Few national political figures have taken up arms against such a boisterous sea of misfortunes.
In the millions of words about Ted Kennedy that will be published by week’s end, most will hail him as the conscience of American liberalism, and a few will criticize him for that and for private behavior that he himself called “indefensible.” Lost amid all the ideological attempts to either build him up or tear him down will be the senator’s most enduring legacy: his ultimate triumph over personal demons and recurring tragedies.
Few national political figures have taken up arms against such a boisterous sea of misfortunes. Yes, Kennedy was born into wealth and status. But that goes only so far. Just ask Caroline Kennedy. There is no question that expelled Harvard cheater Ted Kennedy became Sen. Kennedy by virtue of his birth. But what he did with the position entrusted to him by star-struck voters is worthy of admiration.
I don’t mean that his voting record ought to be emulated or his collected speeches memorized by school children.
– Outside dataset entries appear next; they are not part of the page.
PR #632, opened 2025-12-04
Allow large stacks.

davidchisnall:
This requires a CHERIoT-Platform/llvm-project#289 to work (without that, the stacks are insufficiently aligned and the loader refuses to load them).

With this, you can have stacks up to 64 KiB.  Tested with the PQC code with a 60 KiB stack.  More than 64 KiB would require a small loader change to not use the 16-bit size (and an associated linker change to not refuse to link things with larger stacks).

The loader changes need careful review.  I believe I have checked the important things, specifically:

 - Stacks are restored using the old (pre-adjustment) stack pointer.
 - Spills happen before the stack pointer is moved down.
 - The callee stack check happens with the size of the rounded-down stack.

All of these should be confirmed in review.

### DIFF
--- a/sdk/core/switcher/entry.S
+++ b/sdk/core/switcher/entry.S
@@ -451,13 +451,18 @@ __Z26compartment_switcher_entryz:
 	cgetbase           s1, csp
 	csetaddr           csp, csp, s1
 	sub                s1, s0, s1
-	csetboundsexact    ct2, csp, s1
+	csetboundsrounddown ct2, csp, s1
+	cgettop            s0, ct2
+	// Round down the top address to make sure it is still 16-byte aligned.
+	// This is *probably* not needed, but we need to do a proof on the
+	// csetboundsrounddown behaviour before removing this.  If it is removed,
+	// please link to the proof and leave the following line commented out.
+	andi               s0, s0, 0xfffffff0
 	csetaddr           csp, ct2, s0
 	/*
 	 * Atlas:
-	 *  s0: address of stack boundary between caller and callee frames, that is,
-	 *      the lowest address of the register spill from
-	 *      .Lswitch_entry_first_spill)
+	 *  s0: address of stack boundary between caller and callee frames,
+	 *      possibly rounded down to preserve alignment.
 	 *  sp: pointer to stack, with its limit and address set to the address in
 	 *      s0.  The base and permissions have not been altered from sp at
 	 *      entry, and the tag remains set since all manipulations have been
--- a/sdk/xmake.lua
+++ b/sdk/xmake.lua
@@ -834,9 +834,11 @@ rule("cheriot.firmware")
 				"\n\t\tSHORT(.thread_${thread_id}_trusted_stack_end - .thread_${thread_id}_trusted_stack_start);" ..
 				"\n\n"
 
-		-- Stacks must be less than this size or truncating them in compartment
-		-- switch may encounter precision errors.
-		local stack_size_limit = 8176
+		-- Stacks must be less than this size or we cannot express them in the
+		-- loader metadata.  The checks in lld for valid stacks currently
+		-- reject anything larger than this, so provide a helpful error here,
+		-- rather than an unhelpful one later.
+		local stack_size_limit = 65280
 
 		-- Initial pass through thread sequence to derive values within each
 		local thread_priorities_set = {}


sdk/xmake.lua
```diff
@@ -847,12 +843,6 @@ rule("cheriot.firmware")
 			-- loader will fail.  If it is too big, we waste space.
 			thread.trusted_stack_size = loader_trusted_stack_size + (24 * thread.trusted_stack_frames)
 
-			if thread.stack_size > stack_size_limit then
-				raise("thread " .. i .. " requested a " .. thread.stack_size ..
-				" stack.  Stacks over " .. stack_size_limit ..
-				" are not yet supported in the compartment switcher.")
-			end
```
rmn30, line 854: Why did you remove the check and not update it with the new, 64 KiB size limit?

rmn30 (commented):
Leaving @nwf to review the switcher bits as they may want to run their special tooling.

sdk/xmake.lua
davidchisnall: I removed the check then discovered the new limit.  I'll add it back.

sdk/xmake.lua
```diff
@@ -836,7 +836,7 @@ rule("cheriot.firmware")
 
 		-- Stacks must be less than this size or truncating them in compartment
 		-- switch may encounter precision errors.
```
rmn30, line 838: This comment is now out of date.

davidchisnall: Fixed.

sdk/core/switcher/entry.S
```diff
@@ -451,13 +451,13 @@ __Z26compartment_switcher_entryz:
...
+	csetboundsrounddown ct2, csp, s1
+	cgettop            s0, ct2
 	csetaddr           csp, ct2, s0
 	/*
 	 * Atlas:
-	 *  s0: address of stack boundary between caller and callee frames, that is,
-	 *      the lowest address of the register spill from
-	 *      .Lswitch_entry_first_spill)
+	 *  s0: address of stack boundary between caller and callee frames,
+	 *      possibly rounded down to preserve alignment.
```
nwf, line 465:
```suggestion
	 *      possibly rounded down to preserve representability.
```

We don't yet have a proof that csetboundsrounddown is guaranteed to result in a top that is at least as aligned as the base and requested length (for exponents 14 or less, anyway).  (That is, that `forall cap, length . (cap.exp <= 14 & ctz(length) <= 14) -> ctz(csetboundsrounddown(cap, length).top) >= min{ctz(cap.base), ctz(length)}`.)  That _ought_ to be true...

davidchisnall: Hmm, for software to not die it also needs to preserve alignment.  I wonder if there are cases where the rounds down for an aligned top does not result in an aligned base.  I have added an and to guarantee the alignment.  We can remove this if someone does the right proof.

rmn30: For `CSetBoundsRoundDown` the resulting base is always exactly as requested. In this case it should be the stack base, which is necessarily well aligned for the original stack size. Given that the requested length will be a multiple of 16 then either:

1. the new length is large enough that we must use an E > 4 that gives coarser than 16-byte precision. The requested length will either be exactly representable using this E or it will be rounded down to the largest aligned length less than the requested one. In either case the top will be at least 2**E aligned so is definitely 16-byte aligned.
2. The new length is small enough that it allows 16-byte precision. In this case we will get exact bounds so no alignment issues.

There is a third case that shouldn't normally happen:

3. A malicious caller could set the stack base to some unaligned value. This could force `CSetBoundsRoundDown` to use a smaller exponent than can represent the requested length. This would result in a max length capability of that exponent. Fortunately we have a check on entry that the stack base and address are at least 16-byte aligned so we're guaranteed that even in this case we'll get at least 16-byte alignment.

davidchisnall: @nwf points out elsewhere [this is where we check that the stack base is aligned](https://github.com/CHERIoT-Platform/cheriot-rtos/blob/ba53563686177fafb32e6d7231dc3dccfc65d500/sdk/core/switcher/entry.S#L313-L320).

davidchisnall: It would be nice to have a proof somewhere (Sail?) that the xor rounding down the address that we set the stack pointer to is unnecessary, but i'm also happy to have it there.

What he did to Robert Bork alone ought to earn him a spot in the senatorial hall of shame. What I mean is that wealth and privilege aside, Ted Kennedy faced enormous personal challenges that would have done in lesser men, and he admirably overcame them.
This is not to excuse Chappaquiddick. Were I a Massachusetts voter, I never would have voted for Ted Kennedy for that reason alone (not to mention his extreme liberalism). I am not arguing that Kennedy should have been elected to anything. The fact, however, is that he was elected, repeatedly. The voters in Massachusetts treated him like royalty, providing him with a seat in government for life. Many men would have — and have — repaid such trust with betrayal. Kennedy did the opposite.
Ted Kennedy appears to have been afflicted with a serious drinking habit. He was accused by a former staffer of having a cocaine dependency, and allegations of womanizing were legendary. Whatever the specifics, nearly everyone agrees that resisting temptations was a problem for him.
As if that weren’t enough, his first wife was an alcoholic whose addiction led to the breakdown of the marriage. His son was stricken with cancer, and of course there was the emotional toll of losing all three older brothers, one to war and two to assassins.
Add to that the pressures of celebrity and of carrying on the Kennedy legacy. In American politics, how many younger brothers have been devoured by lesser pressures than Ted Kennedy faced? Billy Carter and Roger Clinton, anyone?
Yet Ted Kennedy worked through his recurring troubles with dogged determination to leave a positive mark on his country. He might very well have worked as hard as he did because of his apparent addictions and definite errors in judgment.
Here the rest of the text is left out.